Os compradores, satisfeitos e agradecidos, foram embora. Ninguém quis saber para que estavam os ditos Senhores, comprando cachorros. Trataram de se livrar dos guaipecas e bem depressa. Alguns vira-latas foram vendidos até com um certo prazer. Como quem diz:
- Você não tem nenhum valor, não valem a boia que comem, e eu ainda faturei uns bons trocados.
Pobre amigo do homem. Nem um carinho, de despedida, os animaizinhos receberam. Um e outro conseguiram fugir. Embrenharam-se mato adentro. Ninguém os caçou. Foram ainda esbravejados:
– Quando vierem procurar comida, hoje à tardinha, vão ver o que irão receber. . .
Passados alguns dias, a Villa amanheceu em polvorosa, estava  diferente. Uma acuada só parecia um concerto desafinado.
Era cachorro por todo o lado, de todos os tamanhos, de todas as raças e cores. Estavam famintos. Uns briguentos, outros mais acomodados. Porém todos procurando desesperadamente por um pouco de comida.
Esse dia era um sábado. Dia em que os Colonos deixam os afazeres da roça e vão à cidade, ou melhor, para o centro da vilazinha, fazer umas pequenas compras ou simplesmente conversar. Passavam também no alambique em busca de uma pinga, e da boa.
Era muito cachorro pro tamanho do centro. Muitos estavam acomodados na igrejinha, pois no pátio não havia ninguém e assim puderam dormir no chão do porão, sem serem incomodados.
Quando os agricultores foram chegando, com seus cavalos bem encilhados, os aperos bonitos, pelegos coloridos, a cachorrada de bom olfato foi ao encontro dos seus antigos donos, nem tão amigos assim. Porque quem é dono mesmo, não vende o seu cão de estimação. E amigo fiel. Ainda um animal indispensável nos afazeres da colônia.
 Alguns Senhores foram de imediato reconhecidos pelos seus cachorros. Que felizes pulavam e os lambiam sem cessar.
- Como esses cachorros estão aqui? - Perguntavam-se.
Os bodegueiros da Villa disseram:
- Não sabemos, amanheceram por aqui.
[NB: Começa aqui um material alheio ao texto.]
PR #3149, opened 2023-07-26
`CustomPanel` new component

CarlosCortizasCT:
#### Summary

This PR introduces a new component (`CustomPanel`) which will be used in the context of the **Custom Views** project.

#### Description

I thought about two strategies to implement this new component which will contain the customer's custom views when they select to use a sidebar panel.

image

The first one is try to reuse the same component we use for our modal page components.
This is easier as we don't need to implement everything from the scratch but maybe the transition is not the exact one expected (need to confirm this point). Also, we're extending our current shared `ModalPage` component to include new use cases, making it a little more complex.

The second one is to implement a brand new component.
This one takes a little more time since we need to build everything (maybe we can search for a package that implements the behaviour of this component) but allows us to control every aspect.

In this PR I'm first going for the first option but I'm not 100% satisfied with this approach.
Please let me know your thoughts about it.

Anyway, I would like to have at least a basic implementation available so we can focus in the rest components which are more relevant.
We can come back to this one as a follow-up later so we don't block the rest of the work.

### DIFF
--- a/packages/application-components/src/components/custom-views/custom-panel/custom-panel.tsx
+++ b/packages/application-components/src/components/custom-views/custom-panel/custom-panel.tsx
@@ -3,7 +3,7 @@ import styled from '@emotion/styled';
 import { designTokens } from '@commercetools-uikit/design-system';
 import ModalPage from '../../modal-pages/internals/modal-page';
 
-type TCustoPanelContainerProps = {
+type TCustomPanelProps = {
   title: string;
   size: 'small' | 'large';
   onClose: () => void;
@@ -14,7 +14,7 @@ const ContentWrapper = styled.div`
   padding: ${designTokens.spacing40} 40px;
 `;
 
-function CustomPanelContainer(props: TCustoPanelContainerProps) {
+function CustomPanel(props: TCustomPanelProps) {
   return (
     <ModalPage
       hidePathLabel
@@ -28,4 +28,4 @@ function CustomPanelContainer(props: TCustoPanelContainerProps) {
   );
 }
 
-export default CustomPanelContainer;
+export default CustomPanel;
--- a/packages/application-components/src/components/modal-pages/internals/modal-page-top-bar.tsx
+++ b/packages/application-components/src/components/modal-pages/internals/modal-page-top-bar.tsx
@@ -50,12 +50,17 @@ type Props = {
   color: 'surface' | 'neutral';
   currentPathLabel?: string;
   previousPathLabel: Label;
+  hidePathLabel?: boolean;
   onClose: (event: SyntheticEvent) => void;
   children?: never;
 };
-const defaultProps: Pick<Props, 'color' | 'previousPathLabel'> = {
+const defaultProps: Pick<
+  Props,
+  'color' | 'previousPathLabel' | 'hidePathLabel'
+> = {
   color: 'surface',
   previousPathLabel: messages.back,
+  hidePathLabel: false,
 };
 
 const ModalPageTopBar = (props: Props) => {
@@ -97,16 +102,18 @@ const ModalPageTopBar = (props: Props) => {
           }
         `}
       >
-        <FlatButton
-          tone="primary"
-          label={
-            typeof props.previousPathLabel === 'string'
-              ? props.previousPathLabel
-              : intl.formatMessage(props.previousPathLabel)
-          }
-          icon={<AngleLeftIcon size="medium" color="primary" />}
-          onClick={props.onClose}
-        />
+        {!props.hidePathLabel && (
+          <FlatButton
+            tone="primary"
+            label={
+              typeof props.previousPathLabel === 'string'
+                ? props.previousPathLabel
+                : intl.formatMessage(props.previousPathLabel)
+            }
+            icon={<AngleLeftIcon size="medium" color="primary" />}
+            onClick={props.onClose}
+          />
+        )}
         {props.currentPathLabel && (
           <>
             <Text.Detail as="span">/</Text.Detail>
--- a/packages/application-components/src/components/modal-pages/internals/modal-page.styles.ts
+++ b/packages/application-components/src/components/modal-pages/internals/modal-page.styles.ts
@@ -5,6 +5,7 @@ export const TRANSITION_DURATION = 200;
 
 type StyleProps = {
   zIndex?: number;
+  size?: 'small' | 'large';
 };
 
 export const getContainerStyles = (_props: StyleProps): SerializedStyles => css`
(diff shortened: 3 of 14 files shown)


CarlosCortizasCT:
This is how it looks the **large** size (it looks like the `InfoModalPage`):
image


This is how it looks the **small** size:
image

packages/application-components/src/components/modal-pages/internals/modal-page-top-bar.tsx
```diff
@@ -97,16 +102,18 @@ const ModalPageTopBar = (props: Props) => {
...
-          tone="primary"
-          label={
-            typeof props.previousPathLabel === 'string'
-              ? props.previousPathLabel
-              : intl.formatMessage(props.previousPathLabel)
-          }
-          icon={<AngleLeftIcon size="medium" color="primary" />}
-          onClick={props.onClose}
-        />
+        {!props.hidePathLabel && (
```
CarlosCortizasCT, line 105: We don't want the "Go back" link in the new component.

packages/application-components/src/components/custom-views/custom-panel/custom-panel.tsx
```diff
@@ -0,0 +1,31 @@
...
+
+type TCustomPanelProps = {
+  title: string;
+  size: 'small' | 'large';
+  onClose: () => void;
+  children: ReactNode;
+};
+
+const ContentWrapper = styled.div`
+  padding: ${designTokens.spacing40} 40px;
```
kark, line 14: Just wanted to double check if the horizontal padding should be out of our spacings scale.

kark (approved):
Thank you Carlos  🙌

> In this PR I'm first going for the first option but I'm not 100% satisfied with this approach.

I'm only wondering if there are other drawbacks that result from this PR or just changes in the ModalPage api?

I think it looks OK if the intention is to have some follow-up iterations.

> **_NOTE_** change set

packages/application-components/src/components/custom-views/custom-panel/custom-panel.tsx
CarlosCortizasCT: So this is coming from an `app-kit` [design token](https://github.com/commercetools/merchant-center-application-kit/blob/main/packages/application-components/src/theming.ts#L6) we will check if we want to keep or move to `ui-kit` in a follow-up task we have in our backlog.

CarlosCortizasCT:
> I'm only wondering if there are other drawbacks that result from this PR or just changes in the ModalPage api?

I'm not aware of other drawbacks.
I'm not 100% satisfied because we're using internally  a `page` component for something that's not a page.

> I think it looks OK if the intention is to have some follow-up iterations.

I discussed with Filip we might want to have a Drawer ([example](https://mui.com/material-ui/react-drawer/)) component in `ui-kit` we could use here and we agree that it could be a good idea.

packages/application-components/src/components/custom-views/custom-panel/custom-panel.tsx
```diff
@@ -0,0 +1,31 @@
...
+`;
+
+function CustomPanel(props: TCustomPanelProps) {
+  return (
+    <ModalPage
+      hidePathLabel
+      isOpen
```
emmenko, line 21: Just checking if it's expected the modal to always being open on render

packages/application-components/src/components/modal-pages/internals/modal-page.styles.ts
```diff
@@ -5,14 +5,15 @@ export const TRANSITION_DURATION = 200;
...
+  size?: 'small' | 'large';
 };
 
 export const getContainerStyles = (_props: StyleProps): SerializedStyles => css`
   position: absolute;
   top: 0;
   right: 0;
   height: 100%;
-  width: 100%;
+  width: ${_props.size === 'small' ? '600px !important' : '100%'};
```
emmenko, line 16: Wondering if we should use `maxWidth` instead of a fixed width? What happens when you resize your viewport?

emmenko (commented):
🤗

packages/application-components/src/components/modal-pages/internals/modal-page.styles.ts
CarlosCortizasCT: I think we do want to use a fixed size. If we use `max-width`, the panel can be narrower than we want it to be.

Anyway, it can be addressed as a follow-up when Natalia is back so I can double check with her.

[App-kit-playground - e2e-testaccount-39 - Merchant Center.webm](https://github.com/commercetools/merchant-center-application-kit/assets/97907068/0a91b3f3-23bb-40a4-b7aa-158e5e2b4cb1)

playground/src/components/custom-views/custom-panel-demo.jsx
```diff
@@ -0,0 +1,51 @@
+import { useState } from 'react';
+import { CustomPanel } from '@commercetools-frontend/application-components';
+import SecondaryButton from '@commercetools-uikit/secondary-button';
+import Spacings from '@commercetools-uikit/spacings';
+import Text from '@commercetools-uikit/text';
+
+function CustomPanelDemo() {
+  const [isOpen, setIsOpen] = useState(false);
```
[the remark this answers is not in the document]
CarlosCortizasCT: Updated here: fcde43f3914b28595639e695828e31bc3283c914

packages/application-components/src/components/custom-views/custom-panel/custom-panel.tsx
CarlosCortizasCT: Yes it is.

packages/application-components/src/components/modal-pages/internals/modal-page.styles.ts
emmenko: Ok, no problem. Thanks for double checking.

I think it's fine then, 600px is small enough to be within the "minimal supported" viewport.

chloe0592 (approved):
Looks all good to me! Thanks 🙌

playground/src/components/custom-views/custom-panel-demo.jsx
```diff
@@ -0,0 +1,55 @@
...
+import {
+  CustomPanel,
+  useModalState,
+} from '@commercetools-frontend/application-components';
+import SecondaryButton from '@commercetools-uikit/secondary-button';
+import Spacings from '@commercetools-uikit/spacings';
+import Text from '@commercetools-uikit/text';
+
+function CustomPanelDemo() {
+  // const [isOpen, setIsOpen] = useState(false);
```
ddouglasz, line 11: Looks like we won't be needing it anymore
```suggestion
```

ddouglasz (approved):
Thank you 🙌🏽

emmenko (approved):
💯

emmenko:
@CarlosCortizasCT ℹ️ A changeset is missing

Num latido sem cessar. Estão famintos.  Não sei como os seus donos os abandonaram. . .
Alguns dos homens se entreolharam. . . . Falarem que tinha vendido os pobres animais, ficava pior ainda. Por isso, se calaram.
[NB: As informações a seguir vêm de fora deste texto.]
PR #683, opened 2017-12-30
Fallback patch location to build/ folder

GyanD:
wget downloads patches to the lib's subfolder within /build but the next test looks in /patches which doesn't exist. This patch strips leading path if patch isn't found in /patches


wiiaboo:
Thanks, I went with https://github.com/jb-alvarado/media-autobuild_suite/commit/4dac7b9f03282b51586ddaa478f0f76d32cddc67 instead.

PR #729, opened 2018-01-26
Switch to libopenmpt latest git release

GyanD:
Since the openmpt git repo seems to have non-linear history, use an alternative method to switch to latest release


wiiaboo:
No need, but thanks.

PR #751, opened 2018-02-16
Better compatibility with the VC compiler

kliffgomel:
It will allow to launch compilation with environment variables for the VC compiler which are set by vcvarsall.bat script.


wiiaboo:
Did you test properly to check if this doesn't break anything?

This directly reverts https://github.com/jb-alvarado/media-autobuild_suite/commit/5223be843a6ddc29ce9308d7bf49d2d1474f0c4a

kliffgomel:
Yes, I tested several times with fixes, no errors occurred.

PR #788, opened 2018-04-01
Fix -enable-vmaf in 64bit if vcs is up-to-date

### LINKED ISSUE #787: --enable-libvmaf is not used in second build
I am using --enable-libvmaf in ffmpeg_options.txt.
In the first build, --enable-libvmaf works fine.
However, in the second build, --enable-libvmaf is not used in configure of ffmpeg.
You probably need to modify media-suite_compile.sh.

schmidthubert:
This should resolve #787

### DIFF
--- a/build/media-suite_compile.sh
+++ b/build/media-suite_compile.sh
@@ -1285,15 +1285,13 @@ if enabled libxvid && [[ $standalone = y ]] && ! { files_exist "${_check[@]}" &&
 fi
 
 _check=(libvmaf.{a,h,pc})
-if [[ $ffmpeg != "no" && $bits = 64bit ]] && enabled libvmaf &&
-    do_vcs "https://github.com/Netflix/vmaf.git"; then
+if [[ $ffmpeg != "no" && $bits = 64bit ]] || do_removeOption --enable-libvmaf &&
+    enabled libvmaf && do_vcs "https://github.com/Netflix/vmaf.git"; then
     do_uninstall share/model "${_check[@]}"
     log clean make clean
     do_make INSTALL_PREFIX="$LOCALDESTDIR"
     do_makeinstall INSTALL_PREFIX="$LOCALDESTDIR"
     do_checkIfExist
-else
-    do_removeOption --enable-libvmaf
 fi
 
 _check=(ffnvcodec/nvEncodeAPI.h)


enctac:
This code is probably wrong. And I think it is complicated.
<br>
test script:
```
#!/bin/bash

ffmpeg='yes'
bits='32bit'
vmaf=true
do_vcs=true

if [[ $ffmpeg != "no" && $bits = 64bit ]] || printf 'remove --enable-libvmaf\n' &&
 $vmaf && $do_vcs; then
    printf 'clean and compile\n'
else
  printf 'do nothing.\n'
fi
```
result:
```
$ ./testScript.sh
remove --enable-libvmaf
clean and compile
```
When 32bit and do_vcs=true, compile libvmaf although it removes --enable-libvmaf ...

<br>
I Suggest below. It is clear to invalidate libvmaf when $bits=32bit, and seems to work fine.

```
_check=(libvmaf.{a,h,pc})
if [[ $bits = 32bit ]]; then
    do_removeOption --enable-libvmaf
elif [[ $ffmpeg != "no" ]] && enabled libvmaf &&
    do_vcs "https://github.com/Netflix/vmaf.git"; then
    do_uninstall share/model "${_check[@]}"
    log clean make clean
    do_make INSTALL_PREFIX="$LOCALDESTDIR"
    do_makeinstall INSTALL_PREFIX="$LOCALDESTDIR"
    do_checkIfExist
fi
```

build/media-suite_compile.sh
```diff
@@ -1285,15 +1285,13 @@ if enabled libxvid && [[ $standalone = y ]] && ! { files_exist "${_check[@]}" &&
 fi
 
 _check=(libvmaf.{a,h,pc})
-if [[ $ffmpeg != "no" && $bits = 64bit ]] && enabled libvmaf &&
-    do_vcs "https://github.com/Netflix/vmaf.git"; then
+if [[ $ffmpeg != "no" && $bits = 64bit ]] || do_removeOption --enable-libvmaf &&
```
wiiaboo: At least use `{ }`. This surely doesn't work better than the previous code.

schmidthubert: Too late now. Anyway, it works better, I had tested it several times.

PR #797, opened 2018-04-07
Add possibility for local patches

schmidthubert:
I've been using this patch for about 2 weeks now without any issue. Just recently I (had to) put the vulkan patch(es) for 1.0.68 into the patches dir and I reverted back to that version because shinchiro patches weren't up-to-date ...

Feel free to use or change it. Fixes https://github.com/jb-alvarado/media-autobuild_suite/issues/775.

### DIFF
--- a/build/media-suite_helper.sh
+++ b/build/media-suite_helper.sh
@@ -981,7 +981,9 @@ do_patch() {
     local strip=${3:-1}  # value of "patch" -p i.e. leading directories to strip
     [[ $patch = ${patch##*/} ]] &&
         patch="/patches/$patch"
-    do_wget -c -r -q "$patch"
+    if ! ( cp -f "/trunk$patch" $(pwd)>/dev/null 2>&1 ); then    
+        do_wget -c -r -q "$patch"
+    fi
     [[ ! -f "$patch" ]] && patch=${patch##*/}
     if [[ -f "$patch" ]]; then
         if [[ "$am" = "am" ]]; then
--- a/media-autobuild_suite.bat
+++ b/media-autobuild_suite.bat
@@ -60,6 +60,9 @@ if %PROCESSOR_ARCHITECTURE%==x86 (
 set build=%instdir%\build
 if not exist %build% mkdir %build%
 
+set patches=%instdir%\patches
+if not exist %patches% mkdir %patches%
+
 set msyspackages=asciidoc autoconf automake-wrapper autogen bison diffstat dos2unix help2man ^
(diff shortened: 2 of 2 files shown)


build/media-suite_helper.sh
```diff
@@ -981,7 +981,9 @@ do_patch() {
     local strip=${3:-1}  # value of "patch" -p i.e. leading directories to strip
     [[ $patch = ${patch##*/} ]] &&
         patch="/patches/$patch"
-    do_wget -c -r -q "$patch"
+    if ! ( cp -f "/trunk$patch" $(pwd)>/dev/null 2>&1 ); then
```
wiiaboo: Why parenthesis?
Why `$(pwd)` instead of `./`?
Why in `/trunk` instead of inside `/build`?

schmidthubert: Why should the folder called something else? First of all "official patches" go in there, last is anything else. Exactly in that order. 

Second: there's no option needed. If patch cannot be copied it will wget it.

schmidthubert: >Why in /trunk instead of inside /build?
Because I've tried both and wasted a lot of time with /build. PLEASE outside!

schmidthubert: >Why $(pwd) instead of ./?

What's wrong with $(pwd)? Can you please remove your own $(pwd) usage in the script(s) first?

schmidthubert: >Why parenthesis?
Why not???

wiiaboo: > Why should the folder called be something else? First of all "official patches" go in there, last is anything else. Exactly in that order.

The "official patches" aren't there locally. They're always downloaded so they're always updated. The alternative would be keep a "patches" git dir/repo inside `build` instead.

> Because I've tried both and wasted a lot of time with /build. PLEASE outside!

What do you mean by wasting time? You could just do `/build${patches}` like you're already doing with `/trunk`. Things needed for build go in /build. There's no direct usage of `/trunk` anywhere except in this PR.

> What's wrong with $(pwd)? Can you please remove your own $(pwd) usage in the script(s) first?
> > Why parenthesis?
> Why not???

Using `$()` and `()` open a sub-shell. In your `cp` case there's absolutely no reason for that. `cp` already returns 0 or non-zero for fails. And I use `$(pwd)` when I need the absolute path, afaik. `cp` doesn't need absolute paths.

If I were to completely change your PR there wouldn't be much point to accepting it and your authorship. I still disagree with making this available since absolutely no one asked for it.

You could overwrite do_patch() inside `$HOME/custom_build_options` too, or any other function you feel isn't suiting to your usecase.

PR #798, opened 2018-04-08
fixes 2 issues

pat357:
Fixes 2 things : 

**1.** screwed_prefixes : grep -q has never any output, only a return value.
```
screwed_prefixes=($(grep -qL "$(cygpath -m "$LOCALDESTDIR")" "${screwed_prefixes[@]}"))
```
will always be empty this way.

**2. MPV and vmaf both have a a function called "write_image()"** exported to public.

This renames both read_image() and write_image() to resp. read_image2() and write_image2().
I know, just adding a 2 to the name is not the most creative thing, but it does the job !

### DIFF
--- a/build/media-suite_compile.sh
+++ b/build/media-suite_compile.sh
@@ -81,7 +81,7 @@ _pkg_config_files=$(find "$LOCALDESTDIR/lib/pkgconfig/" -name "*.pc")
 if [[ -n "$_pkg_config_files" ]]; then
     screwed_prefixes=($(grep -E -l "(prefix|libdir|includedir)=[^/$].*" $_pkg_config_files))
     [[ -n "${screwed_prefixes[@]}" ]] &&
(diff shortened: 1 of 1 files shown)


pat357:
First of all, it is meant as a temporal workaround until vmaf has solved this in their code.

What do you mean by "on an isolated script" ??
I'm 100% sure I got all cases of write_image() replaced.
I searched the whole directory, including all extensions, and the write_image() only popped up in about 6-7 [ch] files and the rest in compiled files.
vmaf would no longer compile if I would miss something, but it compiles just fine.

It's basically the same thing as you did with the speex/codec2 IIRC, why would this be different ?

wiiaboo:
And in there I also said that codec2 devs should be notified ASAP.

wiiaboo:
I've reworked your first fix, so make a commit with just the vmaf workaround with a proper commit message and I'll merge it.

pat357:
I decided that, after all, it's better to wait for the solution from the VMAF devs.
If someone wants to compile it now, they should make their own patch or wait for VMAF.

Os mais bondosos, até pediram uma volta de linguiça e jogaram aos cães transpassados de fome.
Fizeram as suas compras e, com o peito estufado, abriram a guaiaca, puxando uma nota de maior valor:
- Até cédulas de 500 mil réis, apareceram.
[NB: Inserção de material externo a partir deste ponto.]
PR #808, opened 2018-04-15
Adjusting ffmpegupdate behavior

schmidthubert:
tesseract and aom/av1 are getting constant updates which should always trigger a rebuild as well ...

### DIFF
--- a/build/media-suite_compile.sh
+++ b/build/media-suite_compile.sh
@@ -1394,8 +1394,8 @@ if [[ $ffmpeg != "no" ]]; then
         _check+=(libavutil.a)
         [[ $ffmpeg = "both" ]] && _check+=(bin-video/ffmpegSHARED)
     fi
-    [[ $ffmpegUpdate = y ]] && enabled_any lib{ass,x264,x265,vpx} &&
-        _deps=(lib{ass,x264,x265,vpx}.a)
+    [[ $ffmpegUpdate = y ]] && enabled_any lib{tesseract,ass,x264,x265,vpx,aom} &&
+        _deps=(lib{tesseract,ass,x264,x265,vpx,aom}.a)
     if do_vcs "https://git.ffmpeg.org/ffmpeg.git"; then
 
         do_changeFFmpegConfig "$license"


wiiaboo:
Depends. Ideally, it'd rebuild for every external dependency, not just a static list.
tesseract is of limited usefulness to most people. Same with aom, since it's basically alpha-software.

Also, that commit title/message could be better.

schmidthubert:
>tesseract is of limited usefulness to most people

That I don't agree with. That the keyword tesseract doesn't even appear in ffmpeg -h full output doesn't say anything, check [here](https://www.google.de/search?num=100&safe=off&source=hp&ei=oDrTWre5FKnB6QS12aroBw&q=ocr+ffmpeg&oq=ocr+ffmpeg&gs_l=psy-ab.3..0i22i30k1.6207.8007.0.8205.10.8.0.2.2.0.104.741.6j2.8.0....0...1c.1.64.psy-ab..0.10.785...0j0i131k1.0.HCQ7dDWAhCk) and [here](https://www.google.de/search?num=100&safe=off&source=hp&ei=5jrTWseIMayd6ATO7broBg&q=site%3Affmpeg.org+ocr+tesseract&oq=site%3Affmpeg.org+ocr+tesseract&gs_l=psy-ab.3...1461.13552.0.13733.32.31.1.0.0.0.161.1946.29j2.31.0....0...1c.1.64.psy-ab..0.8.636...0j0i131k1.0._1rC6UoW1d8) for instance to get a better idea of what's going on with that ... 

As for AOM: I have a testdir with a batch and some own recorded files where I test the progress of AOM. But at times (weekends evening etc) ffmpeg is not updated but AOM is. And then I need to delete my ffmpeg.exe to force it to rebuild because it is ignoring AOM updates. This doesn't make any sense.

So this patch fixes ffmpeg noting these 2 important "newer dependencies" and then rebuilds, that's all. It would rebuild itself anyway if it had any own updates. So ...

As for the patch title: feel free to choose (a better) one if you accept this.

Otherwise simply close this, still "it works for me" though. :+1:

wiiaboo:
Sure, but that fixes for the libs you care about. Some time later someone says the want to refresh ffmpeg for vmaf updates. And this line just goes on to every lib possible.

schmidthubert:
The "care about" part was already there, I only extended it to what updates most. Sure you could add vmaf to it and remove ass from the list as well. Otherwise you'll have to think up something completely new to get rid of the "preferred" part here ...

schmidthubert:
Thanks for changing it! :+1:

PR #811, opened 2018-04-18
Update to apache-ant 1.10.3

mkver:
Our dear friends at apache have graciously deleted the old binary again.
Also fixes a typo regarding cuda.


wiiaboo:
Could you split the commits, if possible? I can only merge in a few hours anyway.

mkver:
Done. The reason for the second commit is that the option is called "--disable-cuda-hwaccel". If one uses --disable-cuda_hwaccel in mpv_options.txt one gets an "error: no such option: --disable-cuda_hwaccel" when building mpv.

wiiaboo:
Merged in https://github.com/jb-alvarado/media-autobuild_suite/commit/2398187977175bb2817b11a6e3c00f3d3ae072d7

PR #836, opened 2018-05-08
Update media-autobuild_suite.bat

Strikevld:
An exception when calling "DownloadFile" with "2" arguments: "The request was interrupted: Failed to create a secure SSL / TLS channel."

Ao receberem a cédula, os bodegueiros mesmo sem muito conhecimento, mas acostumados a manusear dinheiro e moedas de réis perceberam de imediato a enganação.
Eram elas falsificadas. Uma imitação bem grotesca.
- O seu dinheiro é falso...
- Como?? Está duvidando de mim?? Eu, com dinheiro falso??? Recebi quando vendi os porcos, na safra passada...
Como as vendas não eram tantas assim e, os Colonos que faziam as compras eram conhecidos dos bodegueiros e, ainda uns dos outros, todos estavam com dinheiro falsificado...
A luz da Verdade apareceu. Os compradores de cachorros. . .
Agora se explica o porquê das compras. É compadre, caímos no conto não sei de quem...
- Eles ofereciam uma cédula grande na compra do cachorro. Muitas vezes não tínhamos nem troco suficiente.
Como era m bonzinhos deixavam o troco miúdo com a gente.
Essa gauchada, sem respeito vamos atrás deles.
Como estavam de caminhão, embora as estradas fossem ainda quase picadas, já estavam longe.
Uns dois ou três mais decididos encilharam os melhores cavalos e saíram em perseguição.
Logo desistiram. Perguntando aos moradores de beira de estrada  e também no Telégrafo Pato Branco. . .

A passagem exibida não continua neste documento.